Gender equality in childhood
However, significant gender differentials persist in some domains and in certain countries. For example, while gender parity in under-5 mortality is observed in most regions of the world, with parity being defined as the mortality rates that would be expected for each sex given girls’ biological advantage in survival, notable gaps persist in 5 countries — Algeria, Bangladesh, Egypt, India and Iran — where girls’ risk of dying before age 5 is significantly higher than expected for the level of mortality, suggesting entrenched gender-based discriminatory practices.
Gender equality in adolescence
Though girls and boys face similar challenges in early childhood, gender disparities become more pronounced in adolescence (10-19 years of age), a crucial period when boys’ and girls’ attitudes about gender develop and gender norms consolidate. In many places, the onset of puberty is a signal for constraining girls’ movement, schooling, friendships, sexuality and life exposure. Adolescent girls, due to expected gender roles, may also face a disproportionate burden of domestic work, expectations to be married, risks of early pregnancy, as well as sexual and gender-based violence. For instance:
- Worldwide, adolescent girls aged 10-14 are twice as likely to spend excessive hours (at least 21 per week) on household chores than boys of the same age.
- Globally, twenty-four per cent of adolescent girls aged 15-19 are not in education, employment or training (NEET) compared to thirteen per cent of boys of the same age.
- In 2021 three quarters of new HIV infections among adolescents aged 10-19 occurred among girls, worldwide.
- Globally, 4 in 10 adolescent girls aged 15-19 do not have their needs for family planning satisfied with modern methods.
- One in every 20 adolescent girls aged 15–19, around thirteen million, have experienced forced sex, one of the most violent forms of sexual abuse women and girls can suffer, in their lifetime.

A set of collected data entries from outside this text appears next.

PR #80, opened 2017-01-18
Add a check for -Wl,--wrap support in linker

selvanair:
I used a dummy function but it may be better to use some thing like exit and __wrap_exit/__real_exit ? Any comments?

### DIFF
--- a/configure.ac
+++ b/configure.ac
@@ -582,7 +582,7 @@ AC_COMPILE_IFELSE(
 	[AC_MSG_RESULT([no])]
 )
 
-save_LDFLAGS="$LDFLAGS"
+saved_LDFLAGS="$LDFLAGS"
 LDFLAGS="$LDFLAGS -Wl,--wrap=exit"
 AC_MSG_CHECKING([linker supports --wrap])
 AC_LINK_IFELSE(
@@ -601,15 +601,11 @@ AC_LINK_IFELSE(
 	[
 		AC_MSG_RESULT([yes])
 		have_ld_wrap_support=yes
+		AC_DEFINE([HAVE_LD_WRAP_SUPPORT], [1], [Define to 1 if linker supports -Wl,--wrap option])
 	],
-	[	AC_MSG_RESULT([no])
-		have_ld_wrap_support=no
-	],
+	[AC_MSG_RESULT([no])],
 )
-LDFLAGS="$save_LDFLAGS"
-if test "$have_ld_wrap_support" = yes; then
-	AC_DEFINE([HAVE_LD_WRAP_SUPPORT], [1], [Define to 1 if linker supports -Wl,--wrap option])
-fi
+LDFLAGS="$saved_LDFLAGS"
 
 dnl We emulate signals in Windows
 AC_CHECK_DECLS(
--- a/configure.ac
+++ b/configure.ac
@@ -582,6 +582,35 @@ AC_COMPILE_IFELSE(
 	[AC_MSG_RESULT([no])]
 )
 
+save_LDFLAGS="$LDFLAGS"
+LDFLAGS="$LDFLAGS -Wl,--wrap=exit"
+AC_MSG_CHECKING([linker supports --wrap])
+AC_LINK_IFELSE(
+	[AC_LANG_PROGRAM(
+		[[
+			void exit(int);
+			void __real_exit(int);
+			void __wrap_exit(int i) {
+				__real_exit(i);
+			}
+		]],
+		[[
+			exit(0);
+		]]
+	)],
+	[
+		AC_MSG_RESULT([yes])
+		have_ld_wrap_support=yes
+	],
+	[	AC_MSG_RESULT([no])
+		have_ld_wrap_support=no
+	],
+)
+LDFLAGS="$save_LDFLAGS"
+if test "$have_ld_wrap_support" = yes; then
+	AC_DEFINE([HAVE_LD_WRAP_SUPPORT], [1], [Define to 1 if linker supports -Wl,--wrap option])
+fi
+
 dnl We emulate signals in Windows
 AC_CHECK_DECLS(
 	[SIGHUP],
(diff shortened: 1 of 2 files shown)


selvanair:
Would this be better for the AC_LINK_IFELSE test?
```
void exit(int);
void __wrap_exit(int i) {
    __real_exit(i);
}
```
Then in main just call `exit(0)`

cron2:
Hi,

On Wed, Jan 18, 2017 at 08:03:58AM -0800, Selva Nair wrote:
> Would this be better for the AC_LINK_IFELSE test?
> ```
> void exit(int);
> void __wrap_exit(int i) {
>     __real_exit(i);
> }
> ```
> Then in main just call `exit(0)`

Should work.

In case of a hypothetical linker that accepts --wrap but does "something
totally different", the code above would trigger an unresolved symbol
trying to link __real_exit() - and that would tell us "wrapping not
available".

Those that do not support it at all will fail on command line parsing
already.

gert
-- 
                                                           //www.muc.de/~gert/

selvanair:
Yes precisely that is the reasoning. Use of exit() instead of a randomly named dummy looks cleaner. Updated the PR as above.

If it looks good, will send to the list.

cron2:
Hi,

On Wed, Jan 18, 2017 at 05:21:21AM -0800, Selva Nair wrote:
> I used a dummy function but it may be better to use some thing like exit and __wrap_exit/__real_exit ? Any comments?

Generally speaking, I think we're getting close.

The actual configure.ac code confuses me - but maybe this is just my
lack of configure wisdom speaking.  

But anyway: why set "have_ld_wrap_support=yes/no" first, then use that 
to set AC_DEFINE([HAVE_LD_WRAP_SUPPORT]...) in an "if test" clause,
and *then* do AM_CONDITIONAL([HAVE_LD_WRAP_SUPPORT], ...)?  Are these
different things, even if called the same?

(ISTR that AC_DEFINE(...) goes to config.h?  Do we need that?)

gert
-- 
                                                           //www.muc.de/~gert/

selvanair:
AC_DEFINE is for config.h, AM_CONDITIONAL for using in makefiles. Currently we do not need the define in config.h but I can think of checking it in the source to provide an alternative to __wrap_xxx  -- I added it for "just in case". If its not needed we could directly set the AM_CONDITIONAL inside the test.

cron2:
Hi,

On Wed, Jan 18, 2017 at 11:30:17AM -0800, Selva Nair wrote:
> AC_DEFINE is for config.h, AM_CONDITIONAL for using in makefiles. Currently we do not need the define in config.h but I can think of checking it in the source to provide an alternative to __wrap_xxx  -- I added it for "just in case". If its not needed we could directly set the AM_CONDITIONAL inside the test.

Thanks for the explanation.  It might be useful (though the corresponding
makefile rule is going to be interesting, not calling "-Wl,--wrap=" if not
available so the code itself can work around it...).

I do see the beauty of having all AM_CONDITIONAL() calls nicely grouped
together, so if we still have all these other variables as "set a lowercase
thing first and later use that for AM_CONDITIONAL() an uppercase thing",
let's stick to it.

I think this is good for review on the -devel list - definitely a feature-ACK
from me, and the code looks like it should "do the right thing".  David
and Mathias Andree might have comments on "how to do/not do" configure.ac, so
I'd defer to their review before code-ACKing.

gert
-- 
                                                           //www.muc.de/~gert/

selvanair:
replying to cron2:
> In case of a hypothetical linker that accepts --wrap but does "something
> totally different", the code above would trigger an unresolved symbol
> trying to link __real_exit() - and that would tell us "wrapping not
> available".

In fact I found a system (omnios) where gnu ld is not the default but wrap is supported. Yet, just checking the linker option "-Wl,--wrap=exit" with an empty main() fails. Possibly same on other derivatives of opensolaris and solaris.

gcc -Wl,--wrap=exit on an empty main() program fails with __wrap_exit undefined! It seems this platform links exit() with every program and on wrapping exit it can't find it anymore. Our approach here does work correctly as we define __wrap_exit().

cron2:
Hi,

On Thu, Jan 19, 2017 at 09:34:38AM -0800, Selva Nair wrote:
> gcc -Wl,--wrap=exit on an empty main() program fails with __wrap_exit undefined! It seems this platform links exit() with every program and on wrapping exit it can't find it anymore. Our approach here does work correctly as we define __wrap_exit().

So we could just wrap something else, like "printf()"?  exit() might
be a bit too special.

As in, call the linker with --wrap=printf and the code would then
just call real_printf("hello, world\n"); - and if that succeeds in
linking, at least real_f()->f() wrapping works (and we bluntly assume
that this implies that f()->wrap_f() also works).

gert
-- 
                                                           //www.muc.de/~gert/

selvanair:
Hi,

On Thu, Jan 19, 2017 at 2:34 PM, Gert Doering <notifications@github.com>
wrote:

> On Thu, Jan 19, 2017 at 09:34:38AM -0800, Selva Nair wrote:
> > gcc -Wl,--wrap=exit on an empty main() program fails with __wrap_exit
> undefined! It seems this platform links exit() with every program and on
> wrapping exit it can't find it anymore. Our approach here does work
> correctly as we define __wrap_exit().
>
> So we could just wrap something else, like "printf()"? exit() might
> be a bit too special.
>
> As in, call the linker with --wrap=printf and the code would then
> just call real_printf("hello, world\n"); - and if that succeeds in
> linking, at least real_f()->f() wrapping works (and we bluntly assume
> that this implies that f()->wrap_f() also works).
>

It seems I was not being clear enough.. The current approach in the PR does
work, so no change required.

What I meant was naively checking that ld supports --wrap would have given
a false negative in opensolaris. We do define __wrap_exit() in the test
program so this approach does detect availability of wrap in solaris ld.

So all good.

Selva

P.S. This behaviour by solaris ld looked queer so thought of documenting it
in the PR conversation...

selvanair:
Patch committed. Closing.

- Around one in three girls aged 15-19 today have undergone female genital mutilation (FGM) in the 31 countries with nationally representative data
- Maternal health conditions – such as haemorrhage, sepsis or obstructed labour – were the second leading cause of death among girls aged 15-19.
- Self-harm is the third leading cause of death among adolescent girls aged 15-19, worldwide.
However, as boys transition into adolescence, they also face distinct risk factors due to gender socialization. Constructs of masculinity that encourage physical aggression, emotional stoicism, and sexual promiscuity heighten boys’ risk taking, jeopardizing their physical health and well-being. For example, globally, the homicide rate is 4 times higher among adolescent boys aged 10-19 than among girls of the same age. And adolescent boys aged 15-19 years are twice as likely as adolescent girls of the same age to consume alcohol, a risk factor for road injuries, non-communicable diseases and interpersonal violence.
Gender equality in adulthood
To survive and thrive, all children, irrespective of sex or age, require quality care and support from women as well as men, especially fathers. This care and support can be substantially improved by fostering gender equality in adulthood–an important goal in its own right – and by reducing the gender-related barriers that contribute negatively to the wellbeing and rights of children. These barriers range from women’s and girls’ unequal access to resources, information and technology to a lack of safety, mobility, and decision-making, as well as gender norms that circumscribe both women’s and men’s roles and opportunities. For example, in most countries with available time use data, women do more unpaid work, including domestic and care work, than men, limiting women’s ability to enter and progress in the labour market. [2]
To monitor the status of women and children and track progress toward the 2030 Agenda for Sustainable Development’s commitment to gender equality, [1] UNICEF produces, compiles, analyses and disseminates gender statistics across a wide range of sectors, including education, health, protection from violence and exploitation, and water, sanitation and hygiene (WASH). It does this by:
- Ensuring that the data collection process does not introduce gender bias and yields high quality gender data. The Multiple Indicator Cluster Survey (MICS) is UNICEF’s main instrument to gather nationally-representative sex-disaggregated and gender relevant data for children, women and men. Access a list of sex-disaggregated and gender-specific indicators available in MICS.
- Maintaining global databases sourced from administrative records, vital registrations, population censuses and household surveys on a variety of sex-disaggregated and gender-specific indicators to build the evidence-base on gender equality and the rights and well-being of children.
- Cross-disaggregating gender- and child- related indicators by sex and key stratifiers, including wealth, location and age, to better understand which women and girls and boys are most marginalized.
- Developing innovative methodologies for filling gender data gaps, for example on the measurement of gender norms related to children’s engagement in unpaid work.
- Supporting the strengthening of administrative data system to produce gender statistics
- Improving the use of gender statistics through better dissemination and communication channels.